We look at your triggers, fear and worries and specifically start to examine the thought processes that fuel the fears and worries and inadvertently keep your health anxiety going. For example, you might find that you anxiety increases each time you see health information online, which causes you to worry about your own health and you start researching symptoms on the internet. This is a pattern; a cycle; and every important for CBT. We shall also take a lot at your past, trying to uncover any clues that lead you here. For example, you might have had a previous health scare, or a parent could have been ill when you are young which shaped your beliefs about health and vulnerability.
Would you like help with Health Anxiety ?
All my materials are now online in a structured online course containing CBT and ACT. I’ve been working for 20 years and over 98% of people who have taken this course would recommend it to others.
Dr Elaine Ryan
Challenging the ‘What Ifs’:
Health anxiety thrives on ‘what if’ thinking. “What if this headache is a sign of something serious?” “What if that pain in my chest means I’m having a heart attack?” These thoughts, while understandable, often lack a basis in reality. They are fuelled by fear, not facts. Learn more about What if’s and impact on how anxiety.

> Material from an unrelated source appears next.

PR #57727, opened 2026-06-14
Accept a Float wait in `retry_on`

55728:
### Summary

`retry_on` documents `:wait` as "a delay specified either in seconds (default: 3 seconds)". An Integer wait works, and the public `set(wait: 2.5)` API already accepts a bare Float, but `retry_on ..., wait: 2.5` crashes:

Through CBT, we’ll learn to gently challenge these anxious thoughts by examining the evidence. For example, if you’re worried about a headache, we might explore alternative explanations, such as stress, lack of sleep, or caffeine withdrawal. We’ll also look at the actual probability of your feared outcome, considering your age, health history, and lifestyle. We’ll learn to distinguish between real threats and perceived threats, empowering you to respond to your body’s signals with wisdom and discernment.
In my experience, clients often find it helpful to keep a thought diary, where they can record their anxious thoughts, challenge them with evidence, and develop more balanced perspectives. This process can be challenging at first, but with practice, it becomes easier to identify and challenge those unhelpful thought patterns. It’s like learning a new language – the language of self-compassion and rational thinking.
Avoidance is a natural response to anxiety, but it can inadvertently strengthen your fears. You might avoid medical check-ups, shy away from conversations about illness, or constantly scan your body for signs of disease. While avoidance provides temporary relief, it ultimately reinforces the belief that these situations are dangerous.
With CBT, we’ll gradually confront these fears through a process called Exposure and Response Prevention (ERP). This involves carefully planned exposures to the situations you fear, helping you to learn that the catastrophic outcomes you dread are unlikely to happen. For instance, if you’re afraid of medical settings, we might start by looking at pictures of hospitals, then progress to visiting a clinic waiting room, and eventually accompany you to a check-up. By facing your fears in a safe and controlled environment, you can retrain your brain to associate these situations with safety rather than danger.
ERP can be a daunting prospect for many clients, but I’ve found that with careful planning and support, it can be incredibly empowering. Clients often report feeling a sense of accomplishment and increased confidence as they gradually confront their fears. It’s like reclaiming a part of yourself that fear had held captive.
CBT isn’t just about challenging thoughts; it’s also about developing coping mechanisms to manage anxiety in the moment. We’ll explore a range of techniques, including mindfulness practices, relaxation exercises, and strategies for managing stress.
Mindfulness involves paying attention to the present moment without judgment, noticing your thoughts and feelings without getting carried away by them. It’s about learning to anchor yourself in the here and now, rather than getting lost in worries about the future or regrets about the past. Relaxation techniques, such as deep breathing and progressive muscle relaxation, can help to calm your body and mind, creating a sense of physiological safety. We’ll also explore strategies for managing stress, such as time management, assertiveness training, and healthy lifestyle habits.